Real life and events also delayed his writing. The trek took him about a year. He reached his goal on New Year’s Eve, 1934, after ending his traverse of Bulgaria with a splash, falling into the Black Sea on a cold December evening. He came to the coast some 150 miles north of the Bosphorus. “An old man was smoking a narghileh on the doorstep of a hut beside a little boat beached among the rushes – a Tartar fisherman, the only human being I saw all day,” he  wrote over 20 years later in an article in the May 1965 Holiday Magazine.

Darkness fell. “I lost my footing on a ledge and skidded – waist-deep into a pool. Jarred and shaken, with a gash on my forehead and a torn thumb, I climbed out, shuddering with cold. At the bottom of the pool, about two fathoms down, my torch was sending a yellow shaft through sea anemones and a flickering concourse of fish.”

Crawling round the rocks, he came to a veritable Cyclop’s cave sheltering a dozen Greek fishermen and Bulgarian goatherds with their 50 goats and cheese-making apparatus, eating lentils by a thornbush fire. The young wayfarer was soon dried and warm, tossing back slivovitz and eating fresh fried mackerel.

Leigh Fermor is in his element in the climax of this thoroughly Homeric episode, when one of the Greeks, Costa, turns out to be an unsung Nijinsky, his dancing invested with a ‘tragic and doomed aura.’ He performed the stunt  with which Greek cruise ships like to wind up their Greek night shows: dancing with a table between the teeth.

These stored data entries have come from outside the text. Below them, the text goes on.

PR #3896, opened 2025-04-10
[Intel] Rework load-store redundant data masking 

### LINKED ISSUE #3841: [128x16xint8] block load test failing verification
I added a block load test for a `128x16` block size, dtype `int8`, with DPAS layout: 
```
#mma = #triton_intel_gpu.dpas<{repeatCount = 8, systolicDepth = 8, executionSize = 16, opsPerChan = 4, threadsPerWarp = 16, warpsPerCTA = [1, 4], repCluster = [1, 2], A = [8, 32], B = [32, 32], C = [8, 32]}>
```

this test fails verification. It is not clear whether or not that is related to the block size parameters not being appropriate for the layout, but if the combination is invalid we should return an error and not incorrect results.

alexbaden:
Upstream updated the masking logic when generating vectorized loads/stores to use linear layout free variable masks: https://github.com/triton-lang/triton/pull/5432/files#diff-7147172e5de66b21e7447a220f435a703df5302dd91a41a5be9683e5396652c5

The free variable mask essentially finds inputs to the linear layout that do not change the output - these inputs are duplicates and should be masked when doing loads or stores. This PR applies that work to the Intel backend. Previously, we were ignoring duplicates in the registers which could result in incorrect results if the tensor size of the load/store operand was smaller than the DPAS tile size in a particular dimension. A nice side effect here is we generate fewer stores - from 32 `<1 x i16>` store instructions in the LLVM IR previously to 16 instructions now for the B operand in the float16 128x8 test case. 

I have one TODO remaining in this PR which is to de-duplicate the code blocks in atomic rmw/cas. Previously, we always generated a mask. But now the mask is only generated if there are duplicate values (i.e. the layout is not injective) or if one is provided as part of the load/store op. If there is no mask, there is no need to generate the predicated block. I applied this optimization in atomic rmw/cas and want to see how the test suite runs - but if everything looks good I will clean up the code to reduce duplication, either by introducing a lambda or by pushing the logic into createPredicatedBlock and having a short circuit to handle an null mask value in that function. 

I also noticed that upstream uses "reg" instead of "register" for the in dimension when getting the register mask. I am not sure why this is - in our DPAS generated linear layouts we use "register". I have asked for clarification. 

Close #3841

### DIFF
--- a/third_party/intel/lib/TritonIntelGPUToLLVM/LoadStoreOpToLLVM.cpp
+++ b/third_party/intel/lib/TritonIntelGPUToLLVM/LoadStoreOpToLLVM.cpp
@@ -23,16 +23,75 @@ using namespace mlir::triton::gpu::intel;
 
 namespace {
 
+// Returns a Value for the format string, which you can reuse. Writes the byte
+// count for the string to |formatStrByteCount| if not null.
+Value llPrintf(StringRef msg, ValueRange args, ArrayRef<bool> isSigned,
+               ConversionPatternRewriter &rewriter,
+               const triton::intel::TargetInfo &targetInfo,
+               int *formatStrByteCount = nullptr) {
+  assert(!msg.empty() && "printf with empty string not supported");
+  llvm::SmallString<64> msgNewline(msg);
+  msgNewline.push_back('\n');
+  msgNewline.push_back('\0');
+  Value msgValue = targetInfo.getGlobalStringStart(
+      rewriter.getUnknownLoc(), rewriter, "printfFormat_", msgNewline,
+      /*addressSpace=*/TritonGEN::kUniformConstant);
+  targetInfo.printf(rewriter, msgValue, msgNewline.size_in_bytes(), args,
+                    isSigned);
+  return msgValue;
+}
+
+Value maybeAnd(RewriterBase &rewriter, Location loc, Value a, Value b) {
+  auto tb = TritonLLVMOpBuilder(loc, rewriter);
+  if (a && b) {
+    return tb.and_(a, b);
+  }
+  return a ? a : b;
+}
+
+// Return a predicate that is true only if the current thread holds unique data,
+// according to freeVarsMask. The predicate may be null to indicate no
+// predication is required.
+Value emitRedundantThreadPredicate(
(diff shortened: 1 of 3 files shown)


alexbaden:
Benchmarks report no regressions - https://github.com/intel/intel-xpu-backend-for-triton/actions/runs/14390291708/job/40355578315

third_party/intel/lib/TritonIntelGPUToLLVM/LoadStoreOpToLLVM.cpp
```diff
@@ -23,67 +23,44 @@ using namespace mlir::triton::gpu::intel;
...
+  if (a && b) {
+    return tb.and_(a, b);
+  }
+  return a ? a : b;
+}
+
+// Return a predicate that is true only if the current thread holds unique data,
+// according to freeVarsMask. The predicate may be null to indicate no
+// predication is required.
+Value emitRedundantThreadPredicate(
```
chengjunlu, line 37: Maybe use `optional<Value>` is more readable. The user should be aware that the predicate maybe null.

chengjunlu (approved):

third_party/intel/lib/TritonIntelGPUToLLVM/LoadStoreOpToLLVM.cpp
chengjunlu: If this is aligned to upstream, we can keep it as it is.

alexbaden: Yeah, I copied it from the other two `LoadStoreOpToLLVM.cpp` implementations. Might be worth factoring out and PRing to upstream, actually, but there's a lot of code duplication between AMD/NVIDIA lowerings and they don't seem too concerned with that.

chengjunlu:
There seems no duplicates value handling in the 2D block store lowering. We may need to improve that path as well.

alexbaden:
I am going to de-duplicate and optimize the mask code for stores in a separate PR - among other reasons, it will be good to have the introduction of the register mask separate from further optimization for bisecting purposes.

“On a rock, lifted there to clear the floor, the low, round, heavy table was perched. Revolving past it, Costa leaned forward: suddenly the table levitated itself into the air, sailed past us, and pivoted at right angles to Costa’s head in a series of wide loops, the edge clamped firmly in his mouth and held here only by his teeth. The dancer whirled like a dervish, till the flying table melted into a disc, finally returned to its rock, glasses, cutlery, lentil pot and cigarette burning on the edge of a plate undisturbed.”

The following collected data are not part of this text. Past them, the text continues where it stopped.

PR #3904, opened 2025-04-11
[test_mxfp8_mxfp4_matmul] error: ttg.dot_op kWidth parameter must match the parent's opsPerChannel

### LINKED ISSUE #3903: [test_mxfp8_mxfp4_matmul] error: ttg.dot_op kWidth parameter must match the parent's opsPerChannel
Some tests fail with `error: ttg.dot_op kWidth parameter must match the parent's opsPerChannel`

AndreyPavlenko:
Fixes #3903

### DIFF
--- a/python/test/unit/language/test_matmul.py
+++ b/python/test/unit/language/test_matmul.py
@@ -922,7 +922,31 @@ def test_mxfp8_mxfp4_matmul(M, N, K, BLOCK_M, BLOCK_N, BLOCK_K, NUM_STAGES, B_TR
         pytest.xfail("Pack along K can only be False for float4")
 
     if is_xpu():
-        pytest.skip("FIXME: failed to legalize operation 'tt.dot_scaled' on XPU")
+        if A_DATA_TYPE == B_DATA_TYPE == "float4":
+            pytest.skip("https://github.com/intel/intel-xpu-backend-for-triton/issues/3777")
+        elif not (WITH_B_SCALE or PACK_B_ALONG_K) and B_DATA_TYPE == "float4" and \
+                 A_DATA_TYPE in ("float8e5", "float8e4nv"):
+            pytest.skip("https://github.com/intel/intel-xpu-backend-for-triton/issues/4045")
+        elif WITH_B_SCALE and not PACK_B_ALONG_K and B_DATA_TYPE == "float4" and \
+                A_DATA_TYPE in ("float8e5", "float8e4nv"):
+            pytest.skip("https://github.com/intel/intel-xpu-backend-for-triton/issues/3908")
+        elif (BLOCK_M, BLOCK_N, BLOCK_K) == (128, 256, 256):
+            if triton.runtime.driver.active.utils.get_device_properties(
+                    triton.runtime.driver.active.get_current_device())["max_shared_mem"] < 196608:
+                pytest.xfail("Not enough shared memory")
+            else:
+                pass
+        elif (BLOCK_M, BLOCK_N, BLOCK_K) in ((128, 64, 128), (128, 128, 128)):
+            pass
+        elif (BLOCK_M, BLOCK_N, BLOCK_K) in (128, 128, 64):
+            if A_DATA_TYPE in ("float8e5", "float8e4nv") and B_DATA_TYPE in ("float8e5", "float8e4nv") \
+                    and WITH_B_SCALE == CONST_SCALE \
+                    and WITH_A_SCALE and B_TRANS and PACK_B_ALONG_K:
+                pytest.skip("https://github.com/intel/intel-xpu-backend-for-triton/issues/3677")
+            pass
+        else:
+            # Some tests pass, but it's difficult to filter them out
+            pytest.skip("https://github.com/intel/intel-xpu-backend-for-triton/issues/3677")
 
     if BLOCK_N == 256 and BLOCK_K == 256:
         NUM_STAGES = 2
--- a/scripts/skiplist/lts/mxfp.txt
+++ b/scripts/skiplist/lts/mxfp.txt
@@ -1,1 +1,2 @@
 python/test/unit/language/test_matmul.py::test_mxfp
+python/test/unit/language/test_matmul.py::test_mxfp8_mxfp4_matmul
--- a/third_party/intel/lib/Dialect/TritonIntelGPU/IR/Dialect.cpp
+++ b/third_party/intel/lib/Dialect/TritonIntelGPU/IR/Dialect.cpp
@@ -913,7 +913,37 @@ struct TritonIntelGPUInferLayoutInterface
   inferFp4ToFpOpEncoding(ArrayRef<int64_t> shape, int axis, Attribute inEnc,
                          Attribute &outEnc, bool fwdInference,
                          std::optional<Location> loc) const override {
-    // Not required to support Fp4ToFpOp on DPAS layout.
+    if (getOrder(cast<DistributedEncodingTrait>(inEnc), shape)[axis] == 0) {
+      // Dot operand: double kWidth if kDim == axis.
+      if (auto dotEnc = mlir::dyn_cast<DotOperandEncodingAttr>(inEnc)) {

Time in Greece he dates from his 20th birthday, February 11, 1935, when he arrived at Mt Athos as ‘snowflakes were falling fast’ and ‘in deep snow, trudged from monastery to monastery.’ In Athens later, he frequented the  Romanian embassy, meeting descendants of Phanariot hospodars, Ypsilantes, Ghikas and Cantacuzenes. As with Greece, he fell in love with Balasha Cantacuzene whose forebear, Emperor John Vl, invited the Seljuk Turks to  Europe (and is recalled sorrowfully in a Cavafy poem for having coloured glass not jewels in his coronation crown).

After time writing and painting in an old mill among the lemon groves overlooking Poros, they went to her decaying family estate in Moldavia. Published in 1961 was a perfectly pitched account of a picnic in sunlit  countryside by open carriage and on horseback on September 2, 1939, the last day of peace. “It had been a happy day, as we had hoped, and it had to last us a long time, for the next day’s news scattered the little society for ever.”

Utterly desolating is the Daily Telegraph weekend magazine article of May 1990 on his first breaking through the Iron Curtain in 1965. He found the Cantecuzene sisters in a Bucharest attic eking out a communist state pension  teaching. The gracious old houses he had stayed in among flowery meadows and nightingale-filled woods were psychiatric hospitals, their owners dead.

Leigh Fermor seems happiest gilding the past, writing to ‘the brave music of a distant drum,’ as old Khayyan put it, not dwelling on ‘bitter furies of complexity’ or ‘that gong-tormented sea’ of Yeats’s “Byzantium” which he refers to at the outset in Time of Gifts. The days of his youth were the days of his glory and he evokes them with zest, if no doubt some selective memory. He admits he is beset with ‘retrogressive hankerings,’ but these add to the richness of the embroidered prose dazzling his readers, to twist Yeats a bit. And sometimes he might be shoulder-to-shoulder with the poet:

Of all Arabia’s lovers I alone
Nor dazzled by the embroidery, nor lost
In the confusion of its night-dark folds,
Can hear the armed man speak.

His review of Edmund Keeley’s Cavafy’s Alexandria in a 1977  Times Literary Supplement (TLS) shows him at his serious best. He recalls “the blacked-out, jolly, rather wicked wartime port” he knew as a young British World War Two agent, then is off with Cavafy into the Judaeo-Hellenic Franco-Levantine city “old in sin, steeped in history, warrened with intrigue.”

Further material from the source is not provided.